----- DATA FOR ANALYSIS

PR #8463, opened 2022-02-09
Add missing Locale parameter to String.format calls

diesieben07:
For example on `ar_SA` `1` is formatted as `١`, which is not desired when creating a path or ResourceLocation.

This becomes apparent when wearing armor with a locale of `ar_SA`, which will immediately crash the game if the armor model is on screen.

### DIFF
--- a/src/test/java/net/minecraftforge/debug/world/BiomeLoadingEventTest.java
+++ b/src/test/java/net/minecraftforge/debug/world/BiomeLoadingEventTest.java
@@ -40,6 +40,6 @@ public class BiomeLoadingEventTest {
     }
     public void onBiomeLoading(BiomeLoadingEvent event){
         ResourceLocation biome = event.getName();
-        LOGGER.info(String.format(Locale.ENGLISH, "Biome loaded: %s", biome.toString()));
+        LOGGER.info("Biome loaded: {}", biome);
     }
 }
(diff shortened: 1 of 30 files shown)


src/test/java/net/minecraftforge/debug/world/BiomeLoadingEventTest.java
```diff
@@ -38,6 +40,6 @@ public BiomeLoadingEventTest(){
     }
     public void onBiomeLoading(BiomeLoadingEvent event){
         ResourceLocation biome = event.getName();
-        LOGGER.info(String.format("Biome loaded: %s", biome.toString()));
+        LOGGER.info(String.format(Locale.ENGLISH, "Biome loaded: %s", biome.toString()));
```
sciwhiz12: This use of `String.format` should be removed in favor of using logger parameter substitution:
```suggestion
        LOGGER.info("Biome loaded: %s", biome.toString());
```

sciwhiz12 (changes requested):
Looks fine to me, and confirmed via test that it fixes the crash when wearing armor while on the `ar_SA` locale.

There are three instances in the FML subprojects which `String.format` is used but are not touched by this PR. Should these be changed as well?
- https://github.com/MinecraftForge/MinecraftForge/blob/be5446b91c17a3dbed880028741c430610bd59f1/fmlcore/src/main/java/net/minecraftforge/fml/ModList.java#L88
- https://github.com/MinecraftForge/MinecraftForge/blob/be5446b91c17a3dbed880028741c430610bd59f1/fmlcore/src/main/java/net/minecraftforge/fml/config/ModConfig.java#L57
- https://github.com/MinecraftForge/MinecraftForge/blob/be5446b91c17a3dbed880028741c430610bd59f1/fmlloader/src/main/java/net/minecraftforge/fml/loading/moddiscovery/InvalidModFileException.java#L30

sciwhiz12 (approved):

PR #8468, opened 2022-02-18
[1.16.x] Prevent setting window icon on OSX

mezz:
When forcing LWJGL to version 3.3.0 in order to support M1 Macs, setting a window icon crashes the game.
This has been fixed in Minecraft 1.18 but still happens in 1.16, so this is sort of a weird backport fix!


TheCurle:
A lot of things crash the game on M1 with LWJGL 3.3, to my knowledge. Is this the only thing that breaks? I recall something about minimised windows breaking on some systems.

mezz:
You also need `java-objc-bridge:1.1 ` in order to support window maximizing, but everything else seems to work fine. I’ve been using it in dev on 1.18 for a while now.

----------

» THE PROBLEM
Among the lines of the material, find those holding the word "LWJGL" and return them.

» TASK RESULT
When forcing LWJGL to version 3.3.0 in order to support M1 Macs, setting a window icon crashes the game.
A lot of things crash the game on M1 with LWJGL 3.3, to my knowledge. Is this the only thing that breaks? I recall something about minimised windows breaking on some systems.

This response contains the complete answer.